> [SUPPLIED INFORMATION]:
PR #361, opened 2026-07-22
refactor(chain)!: remove unused public API

ValarDragon:
## Motivation

`zakura-chain` exposed several errors, constants, and helper methods that have
no callers anywhere in the workspace. Because the crate is published to
support `cargo install zakura`, those unused items still enlarge its declared
public API, rustdoc, and metadata and must be treated as compatibility surface.
This is API hygiene; the removed definitions are too small to expect a
meaningful or reliably measurable compile-time improvement.

## Solution

Remove the following unused public API:

- `error::{KeyError, NoteCommitmentError}`
- `parameters::testnet::MAX_HRP_LENGTH`
- `NetworkUpgrade::previous_upgrade`
- `DateTime32::checked_elapsed`
- `transparent::Input::value_from_ordered_utxos`
- `CodeTimer::ignore`

Every removed item had exactly one workspace occurrence: its definition. No
replacement is needed because the workspace has no callers.

This is a breaking source-level API change for any external consumer that used
one of these items despite `zakura-chain` being documented as an internal
crate.

Retain the PoW difficulty display helpers at reviewer request. Also retain
`GeneratedLocalTestnet::genesis_hex`: a downstream audit found two concrete
uses in [Kresko](https://github.com/evan-forbes/kresko), although Kresko
currently consumes them from a tagged `valargroup/zebra` fork.

## Testing

- `cargo fmt --all -- --check`
- `cargo test -p zakura-chain --lib` (364 passed)
- `cargo clippy -p zakura-chain --all-targets --all-features -- -D warnings`
- `cargo check --workspace --all-targets`
- `./scripts/changelog.py check`
- `npx --yes markdownlint-cli changelog-unreleased/361.md --config
  .trunk/configs/.markdownlint.yaml`
- `cargo check --workspace --all-targets --all-features` reached downstream
  crates without removed-symbol errors, then stopped because optional
  `lightwalletd_grpc_tests` generation requires an unavailable `protoc` binary.

## Changelog

Added `changelog-unreleased/361.md` under Removed because this changes the
published crate's source-level API.

### Specifications & References

- Follow-up to the `zakura-chain` build-time and API-surface review.

### Follow-up Work

Move runtime and test-support utilities out of the normal `zakura-chain` API
in separately reviewed changes.

## AI disclosure

OpenAI Codex was used to inventory workspace references, remove the unused
items, run verification, and prepare this PR. The contributor remains
responsible for review and merge decisions.

---

> [!NOTE]
> **Low Risk**
[...]

PR #364, opened 2026-07-22
refactor(chain): narrow unreachable public items

ValarDragon:
## Motivation

`zakura-chain` contains declarations marked `pub` that are hidden behind
private parent modules. They cannot be reached by downstream crates, but their
visibility is broader than their actual callers require.

## Solution

- Narrow seven internal declarations to `pub(super)`.
- Narrow three `PrecomputedTxData` bundle accessors to `pub(crate)`.
- Enable `unreachable_pub` for non-test `zakura-chain` builds so accidental
  overexposure is caught in future changes.

The compiler identified every changed declaration as unreachable from outside
the crate. The public `Magic` re-export remains unchanged. A Kresko source
audit found no references to the affected internal names.

## Testing

- `cargo check -p zakura-chain --all-targets --all-features`
- `cargo clippy -p zakura-chain --all-targets --all-features -- -D warnings`
- `cargo test -p zakura-chain --lib` (364 passed)
- `npx --yes markdownlint-cli changelog-unreleased/364.md --config
- `git diff --check`
- IDE diagnostics were unavailable because the installed `rust-analyzer`
  launcher has no matching toolchain component.

## Changelog

Added `changelog-unreleased/364.md` with the internal-only no-changelog marker.

- Follow-up to #361 and the `zakura-chain` API-surface review.

### Follow-up Work

- Audit intentionally reachable APIs separately; changing those requires an
  explicit downstream compatibility decision.

## AI disclosure

OpenAI Codex was used to run the compiler visibility audit, apply and review
the visibility changes, run verification, and prepare this PR. The contributor
remains responsible for review and merge decisions.

### DIFF
--- a/changelog-unreleased/364.md
+++ b/changelog-unreleased/364.md
@@ -1,0 +1,4 @@
+<!-- changelog: none -->
+
+This PR only narrows declarations that were already unreachable outside
+`zakura-chain`, so it has no operator- or crate-consumer-visible effect.
--- a/zakura-chain/src/block/height.rs
+++ b/zakura-chain/src/block/height.rs
@@ -7,7 +7,7 @@ use zcash_protocol::consensus::BlockHeight;
 use crate::{serialization::SerializationError, BoxError};
 
 #[cfg(feature = "json-conversion")]
-pub mod json_conversion;
+pub(super) mod json_conversion;
 
 /// The length of the chain back to the genesis block.
 ///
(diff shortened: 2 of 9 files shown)


ValarDragon:
Closing because these visibility-only changes have negligible compile-time impact and do not justify the added maintenance surface. We will pursue the higher-impact feature-gating work separately.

> [EXERCISE INSTRUCTIONS]: Repeat the lines from the first one in the records through the line containing "found two concrete", exactly as written, and nothing else.

> [RESPONSE FOR THIS EXERCISE]:
PR #361, opened 2026-07-22
refactor(chain)!: remove unused public API

ValarDragon:
## Motivation

`zakura-chain` exposed several errors, constants, and helper methods that have
no callers anywhere in the workspace. Because the crate is published to
support `cargo install zakura`, those unused items still enlarge its declared
public API, rustdoc, and metadata and must be treated as compatibility surface.
This is API hygiene; the removed definitions are too small to expect a
meaningful or reliably measurable compile-time improvement.

## Solution

Remove the following unused public API:

- `error::{KeyError, NoteCommitmentError}`
- `parameters::testnet::MAX_HRP_LENGTH`
- `NetworkUpgrade::previous_upgrade`
- `DateTime32::checked_elapsed`
- `transparent::Input::value_from_ordered_utxos`
- `CodeTimer::ignore`

Every removed item had exactly one workspace occurrence: its definition. No
replacement is needed because the workspace has no callers.

This is a breaking source-level API change for any external consumer that used
one of these items despite `zakura-chain` being documented as an internal
crate.

Retain the PoW difficulty display helpers at reviewer request. Also retain
`GeneratedLocalTestnet::genesis_hex`: a downstream audit found two concrete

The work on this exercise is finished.